Introduction
A fundamental database operation that is used in many data analysis subroutines is range queries. Range queries find all objects within a lower and upper bound in each dimension. In this module, we will implement parallel range queries using the brute force approach and using an indexing data structure, the Rtree. We will compare performance and examine how performance varies using each algorithm.
Student Learning Outcomes
 Understand the scalability of the brute force and Rtree range query algorithms.
 Compare performance of brute force and Rtree range query algorithms.
 Discover how computebound and memorybound algorithms vary in their scalability.
 Understand the impacts of resource allocation on Rtree algorithm performance.
 Based on foundational knowledge, devise a new resource allocation strategy that may improve performance.
 Synthesize the experimental data to assess what may happen when resources are shared by multiple users.
Prerequisites
Some knowledge of the MPI API and familiarity with the SLURM batch scheduler.
MPI Primitives Used
 MPI_Reduce
Files Required
Optional Files
Problem Description
An illustrative example of using range queries in the context of a database of movies is as follows. Consider a range query that finds all movies from June 1, 2010–July 1, 2011 that have a rating between 7.1–9.1. In this example, we will use the time since epoch to represent dates (given in seconds since Jan 1, 1970). June 1, 2010–July 1, 2011 correspond to the following time ranges 1275375600–1309503600. Figure 1 plots the data in this database, showing the release date vs. movie rating. A red rectangle outlines the abovementioned range query. From the plot, we observe that 3 movies match the range query criteria.
Let $D$ be the total number of movies, and $d$ be the number of dimensions. In the movie database example, $d=2$. To compute a single range query, each data point must be compared to the ranges in each dimension to determine if the point lies within the ranges. Therefore, using a brute force approach, the complexity for a single range query is $O(D)$.
Programming Activity #1
Write a distributedmemory range query algorithm using the brute force method.

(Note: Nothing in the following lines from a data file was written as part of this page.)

PR #3939, opened 2020-05-25
[machine translation] fix mt, using microsoft api and mymemory, for language sub-code

zzazang:

- [o] Every commit has a message which describes it
- [o] Every commit is needed on its own, if you have just minor fixes to previous commits, you can squash them
- [] Any code changes come with test case
- [] Any new functionality is covered by user documentation

* when using microsoft cognitive translation api, previous code cannot translate to zh-Hant.
* mymemory is supporting language sub-code like zh-Hant, but existing code was not.

### DIFF
--- a/weblate/machinery/microsoft.py
+++ b/weblate/machinery/microsoft.py
@@ -91,16 +91,13 @@ class MicrosoftCognitiveTranslation(MachineTranslation):
         return self._access_token
 
     def map_language_code(self, code):
-        """Convert language to service specific code.
-
-        Remove second part of locale in most of cases.
-        """
-        return super().map_language_code(code).replace("_", "-").lower()
+        """Convert language to service specific code."""
+        return super().map_language_code(code).replace("_", "-")
 
     def download_languages(self):
         """Download list of supported languages from a service.
 
-        Example of the response:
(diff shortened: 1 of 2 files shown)


weblate/machinery/microsoft.py
```diff
@@ -95,8 +95,7 @@ def map_language_code(self, code):
 
         Remove second part of locale in most of cases.
         """
-        return super().map_language_code(code).replace("_", "-").lower()
-
+        return super().map_language_code(code.replace("_", "-").lower())
```
nijel, line 98: This change breaks handling of `en_devel`. Probably it's better to adjust aliases to deal Weblate language codes.

weblate/machinery/mymemory.py
```diff
@@ -31,7 +31,7 @@ class MyMemoryTranslation(MachineTranslation):
 
     def map_language_code(self, code):
         """Convert language to service specific code."""
-        return super().map_language_code(code).replace("_", "-").lower()
+        return super().map_language_code(code.replace("_", "-"))
```
nijel, line 34: Again, this breaks handling of `en_devel`.

PR #3945, opened 2020-05-25
Adds better API docs to create HyperLinked POST requests

### LINKED ISSUE #3208: API documentation does not describe create request
what the nice docu lacks is the info when it talks about parameter: does it mean header or body. parameter sounds like header, however in case of components it feels natural to take the response json from get-component call, adapt the name etc. and send it as a post
will find out when i am on the correct version.
Thanks again !

_Originally posted by @PawelSpoon in https://github.com/WeblateOrg/weblate/issues/1225#issuecomment-552076460_

<bountysource-plugin>

---
Want to back this issue? **[Post a bounty on it!](https://www.bountysource.com/issues/83790431-api-documentation-does-not-describe-create-request?utm_campaign=plugin&utm_content=tracker%2F253393&utm_medium=issues&utm_source=github)** We accept bounties via [Bountysource](https://www.bountysource.com/?utm_campaign=plugin&utm_content=tracker%2F253393&utm_medium=issues&utm_source=github).
</bountysource-plugin>

SaptakS:
Fixes #3208 

### DIFF
--- a/docs/api.rst
+++ b/docs/api.rst
@@ -685,7 +685,7 @@ Projects
         curl \
             -d operation=pull \
             -H "Authorization: Token TOKEN" \
-            http://example.com/api/components/hello/weblate/repository/
+            http://example.com/api/projects/hello/repository/
 
     **JSON request example:**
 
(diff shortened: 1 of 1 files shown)


nijel:

PR #3955, opened 2020-05-27
Listings: avoid extraneous underline on hover

julen:
Text before:
before_text
Text after:
after_text

Icons before:
before_img
Icons after:
after_img


nijel:

PR #3956, opened 2020-05-27
Editor: move client side code apart

### LINKED ISSUE #3875: Browser's native Cmd/Ctrl+<N> is blocked everywhere
**Describe the bug**
In any Weblate page, pressing Cmd/Ctrl+\<N\> (N being a tab number), will prevent browser's default behavior, which is to change switch to a specific tab.

**To Reproduce**
1. Go to any Weblate page
2. Press Cmd/Ctrl+\<N\> (where N != current tab number)

**Expected behavior**
I understand this is desired behavior for translate pages to enhance the translating experience, however it shouldn't be the case for any other page. Altering/hijacking browser native functionality is usually bad practice, and it interrupts visitors and their expectations.

julen:
This moves the code as-is from a globally-included script file to an
editor-specific script. It includes code for both regular and zen mode
editing.

Further improvements should be made on top of this to avoid leaking
global variables and/or ensuring only editor mode-specific code is
initialized.

Fixes #3875.

### DIFF
--- a/weblate/static/loader-bootstrap.js
+++ b/weblate/static/loader-bootstrap.js
@@ -1,10 +1,5 @@
 var loading = 0;
-var machineTranslationLoaded = false;
-var translationMemoryLoaded = false;
 var activityDataLoaded = false;
-var lastEditor = null;
-
-var IS_MAC = /Mac|iPod|iPhone|iPad/.test(navigator.platform);
 
 // Remove some weird things from location hash
 if (window.location.hash && (window.location.hash.indexOf('"') > -1 || window.location.hash.indexOf('=') > -1)) {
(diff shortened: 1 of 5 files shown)


julen:
@nijel I'm not 100% familiar with all Weblate features so please do check if something has been inadvertently broken. I did my best to identify editor-specific code, but if you spot any leftovers in _loader-bootstrap.js_, please let me know.

weblate/static/loader-bootstrap.js
```diff
@@ -850,71 +435,6 @@ $(function () {
         }
     }
 
-    /* Translation editor */
-    Mousetrap.bindGlobal(
-        ['alt+enter', 'mod+enter'],
-        submitForm
-    );
```
nijel, line 857: This is used to submit form anywhere, it's not specific to the editor.

weblate/static/loader-bootstrap.js
```diff
@@ -1449,21 +704,6 @@ $(function () {
     /* Copy to clipboard */
     var clipboard = new ClipboardJS('[data-clipboard-text]');
 
-    /* Auto translate source select */
```
nijel, line 1452: This block is not for the editor page, auto translate is standalone.

weblate/static/loader-bootstrap.js
```diff
@@ -980,69 +464,6 @@ $(function () {
         $window.scrollTop($(href).offset().top);
     });
```
nijel, line 465: This is IMHO for editor as well.

weblate/static/loader-bootstrap.js
julen: Do you have any pointers where? I understand this is needed in the editor because it's a textarea, but any other regular forms can/should be natively submitted by pressing <kbd>Enter</kbd> (the `submit` event can be captured to attach XHR behavior).

nijel: For example, settings or addon configuration forms have textareas and it's useful there as well to submit with Ctrl+Enter.

julen:
Ok, all comments have been addressed — please let me know if anything else is missing.

nijel:

PR #3962, opened 2020-05-28
Editor: use delegated events

julen:
* Moves initialization out of the global scope into a function
* Sets up events as delegated, i.e. no need to re-attach handlers when new contents are loaded (e.g. in Zen mode)


nijel:

PR #3964, opened 2020-05-28
Docs: fix typos

julen:
As spotted while reading.


nijel:
Thanks! I should have read it after writing...

PR #3965, opened 2020-05-28
Editor: separate full & zen modes

julen:
* Avoids polluting the global namespace
* Makes the distinction between full & zen modes more explicit (more to come)

@nijel I ignore what's the set of browsers Weblate is meant to support, so I kept on using ES5 language features.

### DIFF
--- a/weblate/templates/translate.html
+++ b/weblate/templates/translate.html
@@ -9,12 +9,8 @@
 
 {% block extra_script %}
 {% compress js %}
-<script defer data-cfasync="false" src="{% static 'editor.js' %}{{ cache_param }}"></script>
-<script type="text/javascript">
-document.addEventListener('DOMContentLoaded', function() {
-    new WLT.editor.Full();
-});
-</script>
+<script defer data-cfasync="false" src="{% static 'editor/base.js' %}{{ cache_param }}"></script>
+<script defer data-cfasync="false" src="{% static 'editor/full.js' %}{{ cache_param }}"></script>
 {% endcompress %}
 {% endblock %}
 
--- a/weblate/templates/translate.html
+++ b/weblate/templates/translate.html
@@ -10,6 +10,11 @@
 {% block extra_script %}
 {% compress js %}
 <script defer data-cfasync="false" src="{% static 'editor.js' %}{{ cache_param }}"></script>
+<script type="text/javascript">
+document.addEventListener('DOMContentLoaded', function() {
+    new FullEditor();
+});
+</script>
 {% endcompress %}
 {% endblock %}
 
--- a/weblate/templates/translate.html
+++ b/weblate/templates/translate.html
@@ -12,7 +12,7 @@
 <script defer data-cfasync="false" src="{% static 'editor.js' %}{{ cache_param }}"></script>
 <script type="text/javascript">
 document.addEventListener('DOMContentLoaded', function() {
-    new FullEditor();
+    new WLT.editor.Full();
 });
 </script>
 {% endcompress %}
--- a/weblate/static/editor.js
+++ b/weblate/static/editor.js
@@ -99,6 +99,141 @@ function Editor() {
     this.$translationArea[0].focus();
 }
 
+function FullEditor() {
+    Editor.call(this);
+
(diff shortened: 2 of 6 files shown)


weblate/templates/translate.html
```diff
@@ -10,6 +10,11 @@
 {% block extra_script %}
 {% compress js %}
 <script defer data-cfasync="false" src="{% static 'editor.js' %}{{ cache_param }}"></script>
+<script type="text/javascript">
+document.addEventListener('DOMContentLoaded', function() {
+    new WLT.editor.Full();
+});
+</script>
```
nijel, line 17: Inline script violates current CSP.

julen: We can add a nonce value to the script if the security middleware is in use (I don't think adding `unsafe-inline` would be an option). Do you have any other suggestions?

nijel: Does it have to be inline?

In case it is, the another question is what Django compressor does with this. You can try it in the debug mode by setting `COMPRESS_ENABLED = True` in settings.py (it is disabled by default in the debug mode).

julen: Interesting — it takes the contents out to a file. So is this a non-issue?

nijel: Maybe it is better to place it outside the HTML directly?

julen: The script file would need to be split in two files, one for each editor mode, and that'd work, however I very much think that's overkill given the few lines of script code.

nijel: I was thinking it might make sense to split it up more. In the end there are three things there:

* the editor handling itself (autosizing, copying source, keyboard)
* the translate page (tabs, glossary, navigation)
* the zen page (autosaving, autoloading)

But I'm in no way expert on JavaScript, so this is really just asking questions, and definitely not giving advices ;-).

julen: Those three things you mention are already conceptually split in this PR: a base class with common functionality and the specific modes in their own classes.

The cost of splitting into more files increases the amount of necessary network requests per each translate page (and the amount of simultaneous requests is limited by browsers, to generally 6 in HTTP/1.1), which mostly affect the initial load time.

Initial load time can be more or less important depending on the type of website users are loading: it's critical for content-heavy sites like newspapers/blogs, but not as much for long-running apps like GMail or GDocs. App-like sites also heavily cache scripts, so the price new users pay is compensated in subsequent visits.

On the other hand, splitting into more dedicated script files means there's less code in certain pages to parse and evaluate by the browser at load time. So while there's an extra initial network request (alleviated by caching in subsequent requests), the browser processes less.

Given the few lines of code needed for Zen mode, I was initially suggesting it would be overkill to incur in an extra network request, because the code parsing for the Zen mode is probably negligible. But there's no way to know that without measuring and understanding the context: do you have any insights on how people are generally using Weblate? Do they stick to one mode? Do they switch from one to the other frequently?

Maybe it's thinking way ahead of potential problems, and given the few lines of code the Weblate editor has, it's probably OK to have separate files for each mode and have them initialize themselves at script load time.

At least I hope this gives you some extra insights to take into account in the future.

nijel: > The cost of splitting into more files increases the amount of necessary network requests per each translate page (and the amount of simultaneous requests is limited by browsers, to generally 6 in HTTP/1.1), which mostly affect the initial load time.

Compressor can make it just single request, if that still matters these days when most browsers support HTTP/2.

> But there's no way to know that without measuring and understanding the context: do you have any insights on how people are generally using Weblate? Do they stick to one mode? Do they switch from one to the other frequently?

Most people do not use Zen mode at all.

julen: Cool, I'll split this into separate files then.

Also, and as I was wondering in the initial comment, what's the set of browsers/versions Weblate is committed to support?

nijel: I don't think we have some kind of commitment, so it's based of what Bootstrap 3.4 supports.

julen:
I have split the modes into two separate files as discussed. Some mode-specific code still lives in the common base file, but I'll leave that for a follow-up PR.

nijel:

PR #3970, opened 2020-05-29
fix: fix widget image 404 bug

howiezhao:
When starting with `localhost:8080`, the widget image is not found, this may be because the `get_site_url` function cannot get the port number, in `widgets.py`, i think should use `request.build_absolute_uri` function, so why use `get_site_url` function?
Screenshot from 2020-05-29 22-42-13


nijel:
`get_site_url` can get whatever you store in the sites, see https://docs.weblate.org/en/latest/admin/install.html#production-site

howiezhao:
Thanks for your explanation, it's my fault that I didn't read the document seriously, I will close this PR. @nijel

PR #3980, opened 2020-06-02
Editor: factor out selectors

julen:
* Makes highlight initialization explicit
* Factors out its selectors


nijel:

PR #3984, opened 2020-06-03
Get stats cleanup

nijel:


nijel:
@SaptakS  This is cleanup after a1156c634742977600d7bce5020ffe6f1448970a to remove get_stats methods and use serializer only in this case.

Use and modify the starter file:
range_query_starter.c
. 
Compile all programs with the O3 optimization flag.

Use a single node.

Use the exclusive flag for all experiments so that your results are not polluted by other users running on the node.

The starter file will generate input and query datasets at each rank.

The input dataset, $D$, will be replicated across all ranks.

The query dataset, $Q$, will assign $\lfloor Q/p\rfloor$ queries to each rank. Since we take the floor of $Q/p$, then we do not need to consider the case where there are “leftover” queries to search; therefore, we may search slightly fewer than $Q$ queries if $Q~mod~p~!=0$.

The query dataset that is generated varies between ranks.

The value of a data point in the dataset in dimension $j$ denoted as $p_j \in D$ lies within the range of dimension $j$ if $r_j^{lower}\leq p_j\leq r_j^{upper}$, where $r_j^{lower}$ and $r_j^{upper}$ are the lower and upper bounds of the range in dimension $j$. Make sure to check the logic of your comparison operators.

The total size of $D$ and $Q$ will be given on the command line.

Q1: Excluding the fact that the algorithm is brute force, what is one potential inefficiency described in the programming activity?
Validation
 You may want to make your own example dataset to test that the logic of your range queries is correct. The data used to make Figure 1 is in the file
movie_data.txt
.  For each range query, you will store the number of hits for that query in an array (i.e., the number of data points within the range). For example, the range query in Figure 1 has 3 hits. After timing the computation, you will add up the values of this array to compute the local sum, then perform a reduction to compute the global sum at rank 0 (be sure to use a suitable data type for this value in your program). Output the global sum.
 The global sum for $p=20$ is 467,634,204 (for the programming activity, not the movie dataset).
In your report, include tables with the following information for executions with $p=1, 4, 8, 12, 16, 20$ process ranks, with $D=2000000$ and $Q=100000$. You will create a table showing the total response time, speedup, parallel efficiency, and the global sum for validation purposes. The total response time is the time needed to compute the range queries on the longest executing rank. Use a reduction to compute the total response time.
Include all job scripts in the submitted archive. The job script may be the same for all executions. Use a single dedicated node for all experiments. An example template table is given below.
Table 1: Total response time, speedup, and parallel efficiency (one node).
# of Ranks ($p$)  Time (s)  Speedup  Parallel Efficiency  Global Sum  Job Script Name (*.sh) 

1  
4  
8  
12  
16  
20 
Using the data you collected in your table, answer the following questions. Be sure to refer to specific values in your table when responding to these questions.
 Q2: Describe the performance of the brute force algorithm, does it scale well? Explain.